What is the number of lines in the records below holding the string "discontinued"? Reply with it and nothing else.
----------
PR #1710, opened 2026-08-03
Enable Mimir build cache in CI

slachiewicz:
`mvnd-1.x` has no Mimir setup at all today — no `.github/ci-extensions.xml`, no daemon properties, no cache steps — so there is nothing to bump here. This ports what `master` has (see #1709) rather than upgrading a version.

Added:

- `.github/ci-extensions.xml` — `eu.maveniverse.maven.mimir:extension3:0.12.0`
- `.github/ci-mimir-daemon.properties` — JGroups off, no LAN cache sharing
- `Prepare Mimir` + `Handle Mimir caches` steps in both the default and the native job

## Two deliberate differences from master

**1. The extensions file goes to `.mvn/extensions.xml`, not `~/.m2/extensions.xml`.**

`mvnd-1.x` builds with the Maven 3.9.14 wrapper. Upstream is explicit that the user-wide location is Maven 4 only:

> With Maven 3 create project-wide, or with Maven 4-rc-5+ create user-wide `~/.m2/extensions.xml`

Copying to `~/.m2/` as master does would silently do nothing here — the extension would never load and the cache would never be populated. The existing `.mvn/extensions.xml` is an empty `<extensions/>` element, so overwriting it during the build loses nothing, and no plugin in this branch checks for a clean working tree (no `doCheck` on buildnumber-maven-plugin).

**2. The artifact is `extension3`.**

`eu.maveniverse.maven.mimir:extension` was discontinued after 0.7.9; since 0.8.0 `extension3` is the single artifact covering both Maven 3 and Maven 4. Requirements are Maven 3.9+ and Java 17+ — satisfied by 3.9.14 and the Java 22 CI toolchain.

## Cache keys

Uses the `mimir2-` prefix, same as master after #1709. Caches created on the default branch are visible to other branches, so a shared prefix is only safe because both branches would be on the same 0.12.0 cache format — Mimir 0.11.0 changed that format and requires older caches to be dropped.

## Note

This is new CI infrastructure for this branch, so the first run on each OS populates the cache from scratch and shows no speedup; the benefit appears on subsequent runs.

### DIFF
--- a/.github/ci-extensions.xml
+++ b/.github/ci-extensions.xml
@@ -1,0 +1,24 @@
+<?xml version="1.0" encoding="UTF-8"?>
+<!--
+Licensed to the Apache Software Foundation (ASF) under one
+or more contributor license agreements.  See the NOTICE file
+distributed with this work for additional information
+regarding copyright ownership.  The ASF licenses this file
+to you under the Apache License, Version 2.0 (the
+"License"); you may not use this file except in compliance
+with the License.  You may obtain a copy of the License at
+    http://www.apache.org/licenses/LICENSE-2.0
+Unless required by applicable law or agreed to in writing,
+software distributed under the License is distributed on an
+"AS IS" BASIS, WITHOUT WARRANTIES OR CONDITIONS OF ANY
+KIND, either express or implied.  See the License for the
+specific language governing permissions and limitations
+under the License.
+-->
+<extensions>
+  <extension>
+    <groupId>eu.maveniverse.maven.mimir</groupId>
+    <artifactId>extension3</artifactId>
+    <version>0.12.0</version>
+  </extension>
+</extensions>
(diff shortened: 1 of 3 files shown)


gnodet (approved):
Well-implemented port of Mimir build caching to the mvnd-1.x branch.

**Two deliberate differences from master — both correct:**
1. Project-level `.mvn/extensions.xml` instead of `~/.m2/extensions.xml` — required because mvnd-1.x uses Maven 3.9.14, and user-wide extensions.xml is Maven 4+ only.
2. `extension3` artifact instead of `extension` — the old artifactId was discontinued after 0.7.9.

**Configuration looks good:**
- JGroups properly disabled for CI runners
- Cache key structure with fallback keys (`mimir2-{OS}-{job}-{pomHash}` → `mimir2-{OS}-{job}-` → `mimir2-{OS}-`) allows partial cache hits
- `shell: bash` on the Prepare Mimir step handles cross-platform compatibility
- Overwriting the empty `.mvn/extensions.xml` during CI is harmless

**Minor note:** Cache prefix `mimir2-` aligns with the as-yet-unmerged PR #1709 on master. If this merges first, mvnd-1.x caches are simply isolated from master's current `mimir-` prefix — harmless.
----------
Finished task
2